- [Description of the task]: Take the line containing "I'll merge this after #5390 is merged." and every line after it to the end of the data, and write them out exactly as they appear.

- [The records]:
PR #5391, opened 2022-08-16
skriptble/dnscache v4filter fix

skriptble:


skriptble:
I'll merge this after #5390 is merged.

bradfitz:
Can you make the fix commit reference the commit which regressed it?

- [Response to the task]:
I'll merge this after #5390 is merged.

bradfitz:
Can you make the fix commit reference the commit which regressed it?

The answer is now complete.